--- START ---

PR #3832, opened 2017-12-21
Tidy up XML files in default profile of opengever.core

raphael-s:
- Removes unnecessary comments
- Adds comments to structure the files
- Unify the structure of all the files

`types.xml` and `actions.xml` cant be sorted because it would change the order of things in the gui, and we dont want that.

### DIFF
--- a/opengever/core/profiles/default/actions.xml
+++ b/opengever/core/profiles/default/actions.xml
@@ -1,10 +1,8 @@
 <object xmlns:i18n="http://xml.zope.org/namespaces/i18n" name="portal_actions" meta_type="Plone Actions Tool">
 
-
-  <!-- ###################################################### /-->
+  <!-- DOCUMENT ACTIONS -->
   <object name="document_actions" meta_type="CMF Action Category">
 
-    <!--migrated from opengever/policy/base/profiles/default/actions.xml-->
     <object name="watch" meta_type="CMF Action">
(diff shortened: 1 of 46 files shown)


opengever/core/profiles/default/actions.xml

--- END ---

Every line of the listing, first to last, should be retyped exactly.

PR #3832, opened 2017-12-21
Tidy up XML files in default profile of opengever.core

raphael-s:
- Removes unnecessary comments
- Adds comments to structure the files
- Unify the structure of all the files

`types.xml` and `actions.xml` cant be sorted because it would change the order of things in the gui, and we dont want that.

### DIFF
--- a/opengever/core/profiles/default/actions.xml
+++ b/opengever/core/profiles/default/actions.xml
@@ -1,10 +1,8 @@
 <object xmlns:i18n="http://xml.zope.org/namespaces/i18n" name="portal_actions" meta_type="Plone Actions Tool">
 
-
-  <!-- ###################################################### /-->
+  <!-- DOCUMENT ACTIONS -->
   <object name="document_actions" meta_type="CMF Action Category">
 
-    <!--migrated from opengever/policy/base/profiles/default/actions.xml-->
     <object name="watch" meta_type="CMF Action">
(diff shortened: 1 of 46 files shown)


opengever/core/profiles/default/actions.xml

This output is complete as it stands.